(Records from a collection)

__________

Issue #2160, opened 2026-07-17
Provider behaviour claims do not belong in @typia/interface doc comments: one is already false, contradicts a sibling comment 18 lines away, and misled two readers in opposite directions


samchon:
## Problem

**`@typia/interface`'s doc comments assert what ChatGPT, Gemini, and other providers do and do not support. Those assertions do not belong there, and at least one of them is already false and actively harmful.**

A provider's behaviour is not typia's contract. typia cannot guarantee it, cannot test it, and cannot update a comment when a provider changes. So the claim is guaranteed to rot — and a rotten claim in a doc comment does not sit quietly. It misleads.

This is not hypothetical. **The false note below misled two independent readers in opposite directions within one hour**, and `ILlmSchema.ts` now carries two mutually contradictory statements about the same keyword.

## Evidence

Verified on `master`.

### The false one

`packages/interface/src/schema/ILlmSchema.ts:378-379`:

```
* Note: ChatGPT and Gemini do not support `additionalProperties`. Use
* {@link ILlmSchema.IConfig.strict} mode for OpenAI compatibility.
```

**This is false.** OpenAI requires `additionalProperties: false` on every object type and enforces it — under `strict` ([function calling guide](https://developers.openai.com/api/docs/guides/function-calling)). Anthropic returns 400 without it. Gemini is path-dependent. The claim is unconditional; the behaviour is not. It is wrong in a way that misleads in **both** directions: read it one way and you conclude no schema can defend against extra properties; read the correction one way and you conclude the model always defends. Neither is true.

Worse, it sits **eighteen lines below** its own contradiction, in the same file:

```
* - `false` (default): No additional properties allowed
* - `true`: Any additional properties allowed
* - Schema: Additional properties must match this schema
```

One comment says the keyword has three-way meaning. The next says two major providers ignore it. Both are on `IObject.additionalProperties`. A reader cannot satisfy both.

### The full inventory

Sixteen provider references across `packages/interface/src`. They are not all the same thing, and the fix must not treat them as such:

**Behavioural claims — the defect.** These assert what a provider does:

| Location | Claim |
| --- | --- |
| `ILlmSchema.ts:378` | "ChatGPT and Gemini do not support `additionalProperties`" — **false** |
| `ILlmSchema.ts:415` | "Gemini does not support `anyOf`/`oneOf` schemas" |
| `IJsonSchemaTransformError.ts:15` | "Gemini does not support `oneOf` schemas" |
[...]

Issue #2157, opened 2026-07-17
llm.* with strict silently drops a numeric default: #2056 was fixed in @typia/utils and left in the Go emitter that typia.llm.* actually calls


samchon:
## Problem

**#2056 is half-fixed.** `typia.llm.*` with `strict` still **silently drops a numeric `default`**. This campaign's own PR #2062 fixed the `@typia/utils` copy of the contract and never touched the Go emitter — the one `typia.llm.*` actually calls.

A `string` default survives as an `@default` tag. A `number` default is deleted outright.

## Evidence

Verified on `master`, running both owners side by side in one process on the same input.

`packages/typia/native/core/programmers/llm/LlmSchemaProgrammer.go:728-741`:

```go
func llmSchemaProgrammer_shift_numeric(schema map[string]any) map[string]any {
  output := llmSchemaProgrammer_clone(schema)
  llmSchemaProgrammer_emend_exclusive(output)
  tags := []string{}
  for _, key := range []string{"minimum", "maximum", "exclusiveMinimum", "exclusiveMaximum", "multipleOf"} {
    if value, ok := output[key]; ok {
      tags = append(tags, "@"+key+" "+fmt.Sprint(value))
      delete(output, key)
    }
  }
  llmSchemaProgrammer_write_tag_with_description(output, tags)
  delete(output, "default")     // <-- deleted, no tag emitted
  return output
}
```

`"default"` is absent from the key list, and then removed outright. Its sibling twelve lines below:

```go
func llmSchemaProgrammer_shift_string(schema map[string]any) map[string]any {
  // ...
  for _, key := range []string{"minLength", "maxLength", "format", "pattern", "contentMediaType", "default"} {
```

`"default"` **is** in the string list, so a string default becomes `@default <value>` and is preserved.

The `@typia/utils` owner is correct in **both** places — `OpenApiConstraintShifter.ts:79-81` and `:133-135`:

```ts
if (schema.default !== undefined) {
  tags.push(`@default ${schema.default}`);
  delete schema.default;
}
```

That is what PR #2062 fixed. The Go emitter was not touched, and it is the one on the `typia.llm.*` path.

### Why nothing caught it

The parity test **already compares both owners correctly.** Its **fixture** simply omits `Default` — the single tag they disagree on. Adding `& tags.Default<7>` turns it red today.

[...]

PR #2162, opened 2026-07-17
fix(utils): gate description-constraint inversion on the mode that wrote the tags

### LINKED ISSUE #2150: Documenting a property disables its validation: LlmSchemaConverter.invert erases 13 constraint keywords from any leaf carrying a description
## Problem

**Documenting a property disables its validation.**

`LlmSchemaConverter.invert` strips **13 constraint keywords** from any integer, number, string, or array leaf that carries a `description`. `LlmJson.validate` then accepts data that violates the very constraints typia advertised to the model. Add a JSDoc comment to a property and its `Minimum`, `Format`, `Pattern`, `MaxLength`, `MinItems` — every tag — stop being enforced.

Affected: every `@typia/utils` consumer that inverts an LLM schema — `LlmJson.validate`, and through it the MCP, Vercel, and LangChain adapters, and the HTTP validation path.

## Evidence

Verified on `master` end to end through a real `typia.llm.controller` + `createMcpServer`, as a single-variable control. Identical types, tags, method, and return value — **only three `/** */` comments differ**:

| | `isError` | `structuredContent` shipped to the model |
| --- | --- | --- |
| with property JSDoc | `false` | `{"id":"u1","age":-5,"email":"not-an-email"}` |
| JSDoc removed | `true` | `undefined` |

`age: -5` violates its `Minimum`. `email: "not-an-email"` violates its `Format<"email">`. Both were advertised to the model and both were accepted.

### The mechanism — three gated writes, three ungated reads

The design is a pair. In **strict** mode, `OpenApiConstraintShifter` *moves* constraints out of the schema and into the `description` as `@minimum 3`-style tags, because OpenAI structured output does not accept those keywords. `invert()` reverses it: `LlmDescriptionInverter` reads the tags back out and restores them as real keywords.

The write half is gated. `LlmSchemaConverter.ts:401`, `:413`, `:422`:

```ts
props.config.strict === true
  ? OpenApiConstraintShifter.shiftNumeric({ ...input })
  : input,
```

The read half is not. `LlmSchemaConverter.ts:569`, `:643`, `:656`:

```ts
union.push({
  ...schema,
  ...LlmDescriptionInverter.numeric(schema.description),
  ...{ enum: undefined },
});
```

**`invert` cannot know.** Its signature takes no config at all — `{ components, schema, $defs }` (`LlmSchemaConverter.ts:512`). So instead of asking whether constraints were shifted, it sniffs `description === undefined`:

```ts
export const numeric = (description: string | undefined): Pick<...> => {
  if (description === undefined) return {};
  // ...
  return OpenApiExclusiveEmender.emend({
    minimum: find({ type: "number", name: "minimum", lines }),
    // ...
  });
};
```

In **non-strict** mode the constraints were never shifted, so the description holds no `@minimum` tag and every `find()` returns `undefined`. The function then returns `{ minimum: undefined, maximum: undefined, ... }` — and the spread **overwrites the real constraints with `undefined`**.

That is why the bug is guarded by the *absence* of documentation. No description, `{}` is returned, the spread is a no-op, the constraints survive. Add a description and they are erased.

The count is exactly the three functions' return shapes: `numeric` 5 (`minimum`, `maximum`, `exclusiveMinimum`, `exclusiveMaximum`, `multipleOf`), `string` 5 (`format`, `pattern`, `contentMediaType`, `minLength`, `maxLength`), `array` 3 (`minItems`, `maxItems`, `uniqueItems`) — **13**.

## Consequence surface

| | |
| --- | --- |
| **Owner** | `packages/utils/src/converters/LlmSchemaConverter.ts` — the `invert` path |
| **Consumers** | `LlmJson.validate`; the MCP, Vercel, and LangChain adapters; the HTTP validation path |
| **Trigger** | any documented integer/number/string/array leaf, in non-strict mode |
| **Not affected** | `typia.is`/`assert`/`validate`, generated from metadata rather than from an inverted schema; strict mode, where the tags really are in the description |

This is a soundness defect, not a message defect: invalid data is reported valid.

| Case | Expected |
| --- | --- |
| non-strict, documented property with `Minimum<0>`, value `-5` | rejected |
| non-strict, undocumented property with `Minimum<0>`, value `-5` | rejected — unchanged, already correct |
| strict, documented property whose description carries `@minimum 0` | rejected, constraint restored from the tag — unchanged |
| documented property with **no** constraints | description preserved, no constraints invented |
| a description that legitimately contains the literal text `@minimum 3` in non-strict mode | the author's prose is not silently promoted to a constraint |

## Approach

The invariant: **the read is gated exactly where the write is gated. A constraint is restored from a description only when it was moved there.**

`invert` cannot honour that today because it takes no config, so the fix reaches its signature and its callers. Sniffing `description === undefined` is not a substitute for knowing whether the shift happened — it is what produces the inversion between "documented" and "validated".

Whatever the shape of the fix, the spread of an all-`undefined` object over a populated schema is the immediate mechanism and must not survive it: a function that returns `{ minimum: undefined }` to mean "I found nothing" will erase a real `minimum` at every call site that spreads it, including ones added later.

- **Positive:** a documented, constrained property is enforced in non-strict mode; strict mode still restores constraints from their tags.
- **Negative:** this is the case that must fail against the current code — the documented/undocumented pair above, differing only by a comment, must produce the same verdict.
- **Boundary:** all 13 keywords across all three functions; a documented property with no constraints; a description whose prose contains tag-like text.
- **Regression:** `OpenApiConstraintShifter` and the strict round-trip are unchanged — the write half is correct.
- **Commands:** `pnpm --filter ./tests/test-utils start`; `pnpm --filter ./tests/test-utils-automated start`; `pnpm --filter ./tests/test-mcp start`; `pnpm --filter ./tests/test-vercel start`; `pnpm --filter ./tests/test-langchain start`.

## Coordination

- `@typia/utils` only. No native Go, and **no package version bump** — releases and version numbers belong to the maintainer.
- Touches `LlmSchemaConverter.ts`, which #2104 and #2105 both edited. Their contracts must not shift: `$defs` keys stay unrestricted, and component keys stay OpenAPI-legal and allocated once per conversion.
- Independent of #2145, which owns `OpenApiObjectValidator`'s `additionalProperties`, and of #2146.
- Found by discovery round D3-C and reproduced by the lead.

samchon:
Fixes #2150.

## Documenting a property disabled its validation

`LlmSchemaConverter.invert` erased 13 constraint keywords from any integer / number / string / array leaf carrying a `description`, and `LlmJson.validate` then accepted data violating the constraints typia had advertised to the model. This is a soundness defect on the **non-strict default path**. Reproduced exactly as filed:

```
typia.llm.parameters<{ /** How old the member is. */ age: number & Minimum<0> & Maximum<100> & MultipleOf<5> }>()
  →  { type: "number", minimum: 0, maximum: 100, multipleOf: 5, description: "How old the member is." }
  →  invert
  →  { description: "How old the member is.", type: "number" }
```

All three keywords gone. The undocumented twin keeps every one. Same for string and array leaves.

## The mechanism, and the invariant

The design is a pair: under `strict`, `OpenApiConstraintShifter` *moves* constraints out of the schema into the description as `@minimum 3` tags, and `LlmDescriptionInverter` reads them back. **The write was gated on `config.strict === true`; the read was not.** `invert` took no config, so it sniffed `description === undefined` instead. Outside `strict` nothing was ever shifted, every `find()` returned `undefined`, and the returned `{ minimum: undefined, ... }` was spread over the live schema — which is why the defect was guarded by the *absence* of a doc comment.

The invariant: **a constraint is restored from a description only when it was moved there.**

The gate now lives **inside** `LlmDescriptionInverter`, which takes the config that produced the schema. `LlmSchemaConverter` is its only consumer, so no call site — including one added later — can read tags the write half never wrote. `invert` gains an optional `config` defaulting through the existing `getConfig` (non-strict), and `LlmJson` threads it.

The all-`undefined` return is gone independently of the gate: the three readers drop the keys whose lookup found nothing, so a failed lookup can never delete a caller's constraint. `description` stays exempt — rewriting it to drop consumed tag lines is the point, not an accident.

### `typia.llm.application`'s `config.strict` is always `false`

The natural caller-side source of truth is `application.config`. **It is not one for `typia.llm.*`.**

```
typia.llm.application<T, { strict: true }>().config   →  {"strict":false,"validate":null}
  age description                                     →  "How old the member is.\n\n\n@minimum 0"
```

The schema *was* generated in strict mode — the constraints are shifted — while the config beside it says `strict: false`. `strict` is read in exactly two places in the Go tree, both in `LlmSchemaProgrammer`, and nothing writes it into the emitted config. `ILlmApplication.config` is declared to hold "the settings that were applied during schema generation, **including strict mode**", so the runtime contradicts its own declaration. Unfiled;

__________

Exercise:
Above are the records; copy exactly the lines from the line with "Issue #2157, opened 2026-07-17" through the line with "still **silently drops", both included.

Answer box:
Issue #2157, opened 2026-07-17
llm.* with strict silently drops a numeric default: #2056 was fixed in @typia/utils and left in the Go emitter that typia.llm.* actually calls


samchon:
## Problem

**#2056 is half-fixed.** `typia.llm.*` with `strict` still **silently drops a numeric `default`**. This campaign's own PR #2062 fixed the `@typia/utils` copy of the contract and never touched the Go emitter — the one `typia.llm.*` actually calls.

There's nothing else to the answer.